No. MATA PELAJARAN JUMLAH SISWA YANG MEMILIKI BUKU PROSENTASE DARI 100 SISWA
1. Pendidikan Agama 66 66
2. Bahsa Indonesia 47 47
3. Bahasa Inggris 30 30
4. PKn 3 3
5. Matematika 43 43
6. Ekonomi 48 48
7. Geografi 30 30
8. Sosiologi 37 37
9. Olah Raga - -
10. Kesenian - -
11. Teknologi Informasi dan Komunikasi 17 17
12. - - -
Sumber: Penulis, 2009.
Lampiran 6


JUMLAH RATA-RATA KEPEMILIKAN BUKU PENUNJANG BELAJAR MASING-MASING SISWA SMAN 1 PAGAK
KELAS XI IPS TAHUN PELAJARAN 2008 / 2009
No. SISWA YANG MEMILIKI BUKU (dengan jumlah eksemplar) JUMLAH
0 1 2 3 4 5 6 7 8 9 10 11
Jumlah Siswa 4 5 5 7 11 21 17 7 11 7 4 1
Sumber: Penulis, 2009.















Lampiran 7


JENIS, RASIO, DAN DESKRIPSI SARANA RUANG PERPUSTAKAAN
No.
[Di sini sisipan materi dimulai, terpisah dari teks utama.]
PR #3089, opened 2026-04-04
Metadata fix

OmeWillem:
## Proposed changes

This solves the so-called sprinting bug and possibly more bugs regarding metadata changes.

## Types of changes

## Checklist

## Further comments

There has been a bug in Minestom since 1.21.4 (if I recall correctly), this bug essentially makes you jitter or stop sprinting for a brief moment if you use your "Walk Forward" key twice to sprint.
This really bothered me, since I primarily use this to sprint, and that's not great for parkouring servers like Hollow Cube.

So, this became a four hour journey of trying to understand the Minestom codebase, and the cause is quite simple.
Essentially, when the player sends the Entity Action packet "START_SPRINTING", it also sends a different packet called Player Input, this contains the status of all the Movement keys at that time. 

The MetadataHolder sends a EntityMetadataPacket right after setting the specific entry (in most cases), which caused a sort-of race condition on the client due to the SNEAKING value that's being sent by the Player Input packet. Since the sneaking value is false in most cases, it literally sends an empty metadata packet, clearing the sprinting value that is sent before.
- Client sends Input packet
- Client sends Entity Action packet (start sprinting)
- Server sends EntityMetadataPacket with sneaking set to true (value of 8)
- Server sends EntityMetadataPacket with no metadata (value of 0) (same tick btw)
- Client sends Entity Action packet (stop sprinting)

I feel like the instant update of the MetadataHolder might be a bug of it's own, for now I've added a comparison between the current value and the set value and that fixes it. It could be fixed on a higher level (EntityMeta), but this solves any other potential issues.

TL;DR: Metadata got reset due to Player Input being sent in the same tick

### DIFF
--- a/src/main/java/net/minestom/server/entity/MetadataHolder.java
+++ b/src/main/java/net/minestom/server/entity/MetadataHolder.java
@@ -115,7 +115,6 @@ public final class MetadataHolder {
                 }
             } else {
                 entity.sendPacketToViewersAndSelf(new EntityMetaDataPacket(entity.getEntityId(), Map.of(id, result)));
-                new Exception("metadata set stack trace, result=" + result).printStackTrace();
             }
         }
     }
--- a/src/main/java/net/minestom/server/entity/MetadataHolder.java
+++ b/src/main/java/net/minestom/server/entity/MetadataHolder.java
@@ -88,7 +88,7 @@ public final class MetadataHolder {
         final int id = entry.index();
 
         T current = get(entry);
-        if (current.equals(value)) return;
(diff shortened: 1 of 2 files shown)


mworzala (commented):
seems reasonable regardless of any other changes later.

it should also deal with null values more gracefully. If you set a null value to null again it will still pass that check.

Can you add a test for the specific case you found so that if other changes are made in the future it preserves (or at least warns of changes to) this behavior.

mworzala (approved):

JENIS BUKU RASIO DESKRIPSI
1. Buku Teks Pelajaran 1eksemplar/mata pelajaran/peserta didik, ditambah 2 eksemplar/mata pelajaran/sekolah Teramasuk dalam daftar buku teks pelajaran yang ditetapkan oleh Medniknas dan daftar buku teks muatan lokal yang ditetapkan oleh Gubernur
2. Buku Panduan Pendidik 1 eksemplar pelajaran/guru mata pelajaran bersangkutan ditambah 1 eksemplar/mata pelajaran sekolah
3. Buku Pengayaan 840judul/sekolah Terdiri dari dari 60% nonfiksi dan 40% fiksi
Banyak eksemplar/sekolah minimum 1.000 untuk 6rom- bongan belajar
1.500 untuk 7—12 rombongan belajar
2.000 untuk 13—24 rombongan belajar
4 Buku Referensi 10judul/sekolah Sekurang-kurangnya meliputi Kamus Besar Bhs Indonesia, Kamus Bhs Inggris, Ensiklopedi, Kitab Suci, Kitab UU, dan Peraturan Pemerintah, Buku Telepon
5 Sumber Belajar lain 10judul/sekolah Sekurang kurangnya meliputi majalah, surat kabar, globe, peta, gambar pahlawan nasional, CD pembelajaran, dan alat peraga matematika

1 komentar:

  1. luar biasa Makasih ya infonya

    Bagi yang memiliki online shop dan ingin membuat website toko online lengkap, desain menarik, gratis penyebaran, SEO, Backlink, agar usaha nya mudah ditemukan banyak pembeli di internet, sehingga bisa meningkatkan penjualan, klik ya.. Jasa Pembuatan Website Toko Online Murah

    Pusat Penjualan Hijab Jilbab Kerudung Terbaru harga termurah di Indonsia : Grosir Jilbab Murah di Indonesia.